--- Working data ---

PR #34817, opened 2024-08-06
[ICD] Add ICDM 5.1 Automated Test Script

mkardous-silabs:
#### Description
Adds the ICDM 5.1 Test Case automated script.
Test Plan PR: https://github.com/CHIP-Specifications/chip-test-plans/pull/4432

#### Tests
CI


jmartinez-silabs (approved):

woody-apple (approved):

yunhanw-google (approved):

src/python_testing/TC_ICDM_5_1.py
```diff
@@ -0,0 +1,206 @@
...
+    clientType: ClientTypeEnum
+
+
+logger = logging.getLogger(__name__)
+kRootEndpointId = 0
+
+client1 = Client(
+    checkInNodeID=1,
+    subjectId=1,
+    key=b"\x10\x11\x12\x13\x14\x15\x16\x17\x18\x19\x1a\x1b\x1c\x1d\x1e\x1f",
```
andy31415, line 60: I wonder if this would be both shorter and more readable:

```py
binascii.a2b_hex('101112131415161718191a1b1c1d1e1f')
```

or to avoid typos:

```py
bytes([x for x in range(0x10, 0x20)])
```

src/python_testing/TC_ICDM_5_1.py
```diff
@@ -0,0 +1,206 @@
...
+import chip.clusters as Clusters
+from chip.interaction_model import InteractionModelError, Status
+from matter_testing_support import MatterBaseTest, TestStep, async_test_body, default_matter_test_main
+from mdns_discovery import mdns_discovery
+from mobly import asserts
+
+cluster = Clusters.Objects.IcdManagement
+commands = cluster.Commands
+attributes = cluster.Attributes
+modes = cluster.Enums.OperatingModeEnum
```
andy31415, line 42:
```suggestion
Cluster = Clusters.Objects.IcdManagement
Commands = Cluster.Commands
Attributes = Cluster.Attributes
OperatingModeEnum = Cluster.Enums.OperatingModeEnum
```

`lowercase` items look too much like modules or variables. We should keep consistent naming, just shorter.

src/python_testing/TC_ICDM_5_1.py
```diff
@@ -0,0 +1,206 @@
...
+    # Class Helper functions
+    #
+
+    async def _read_icdm_attribute_expect_success(self, attribute):
+        return await self.read_single_attribute_check_success(endpoint=kRootEndpointId, cluster=cluster, attribute=attribute)
+
+    async def _send_single_icdm_command(self, command):
+        return await self.send_single_cmd(command, endpoint=kRootEndpointId)
+
+    async def _get_icd_txt_record(self):
```
andy31415, line 77:
```suggestion
    async def _get_icd_txt_record(self) -> OperatingModeEnum:
```

and make it return the enum instead of an integer. This will make errors easier to read (you will see text instead of 1 != 2).

src/python_testing/TC_ICDM_5_1.py
```diff
@@ -0,0 +1,206 @@
...
+        for service in services[mdns_discovery.MdnsServiceType.OPERATIONAL.value]:
+
+            # Generate hex for the compressedFabric and NodeId
+            serviceName = service.instance_name.split("-")
+            compressedFabric = hex(int(serviceName[0], 16))
+            nodeId = hex(int(serviceName[1], 16))
+
+            # Find the correct MdnsServiceEntry
+            if localCompressedNodeId == compressedFabric and dutNodeId == nodeId:
+                icdTxtRecord = service.txt_record['ICD']
```
andy31415, line 98:
```suggestion
                icdTxtRecord = OperatingModeEnum(int(service.txt_record['ICD']))
                if icdTxtRecord.value != int(service.txt_record['ICD'])):
                    raise AttributeError(f'Not a known ICD type: {service.txt_record["ICD"]}')
```

src/python_testing/TC_ICDM_5_1.py
```diff
@@ -0,0 +1,206 @@
...
+)
+
+
+class TC_ICDM_5_1(MatterBaseTest):
+
+    #
+    # Class Helper functions
+    #
+
+    async def _read_icdm_attribute_expect_success(self, attribute):
```
andy31415, line 71: This should return a `ClientTypeEnum` as well

andy31415: For Operating mode only ... did not notice that we use this in several places.

andy31415: Apparently this already returns typed data.

src/python_testing/TC_ICDM_5_1.py
```diff
@@ -0,0 +1,206 @@
...
+            for client in registeredClients:
+                try:
+                    await self._send_single_icdm_command(commands.UnregisterClient(checkInNodeID=client.checkInNodeID))
+                except InteractionModelError as e:
+                    asserts.assert_equal(
+                        e.status, Status.Success, "Unexpected error returned")
+
+            self.step("2a")
+            operatingMode = await self._read_icdm_attribute_expect_success(attributes.OperatingMode)
+            asserts.assert_equal(operatingMode, modes.kSit.value)
```
andy31415, line 157: operatingMode seems to be already of type modes. No need for `.value` usage here or in the other places.

andy31415 (changes requested):
Requesting changes:
  - naming updates
  - do not use `.value` for enums as that is harder to debug when things fail

src/python_testing/TC_ICDM_5_1.py
andy31415: why are we not returning immediately as soon as we found something? Why keep looping to find other results?

src/python_testing/TC_ICDM_5_1.py
```diff
@@ -0,0 +1,206 @@
...
+
+    async def _send_single_icdm_command(self, command):
+        return await self.send_single_cmd(command, endpoint=kRootEndpointId)
+
+    async def _get_icd_txt_record(self):
+        discovery = mdns_discovery.MdnsDiscovery()
+        localCompressedNodeId = hex(self.default_controller.GetCompressedFabricId())
+        dutNodeId = hex(self.dut_node_id)
+
+        services = await discovery.get_all_services(log_output=True, discovery_timeout_sec=240)
```
andy31415, line 82: from what I can tell, get_all_services discovers until the first reply is received and it defaults to a large list of services. I could not find a good way to actually control the services we discover (and we probably should have something) but a workaround seems to be:

```py
        discovery._service_types = [
                f'{self.default_controller.GetCompressedFabricId():016x}-{self.dut_node_id:016x}._matter._tcp.local.'
        ]
```

This is actually quite bad though ... we should update mdns_discovery to have proper arguments control.

andy31415 (approved):
I have made the changes manually since I understand Mathieu is OOO currently.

---

Instructions to follow -> Check each line of the listing above, and copy it if it contains the word "IcdManagement".

Result of the task ->
+cluster = Clusters.Objects.IcdManagement
Cluster = Clusters.Objects.IcdManagement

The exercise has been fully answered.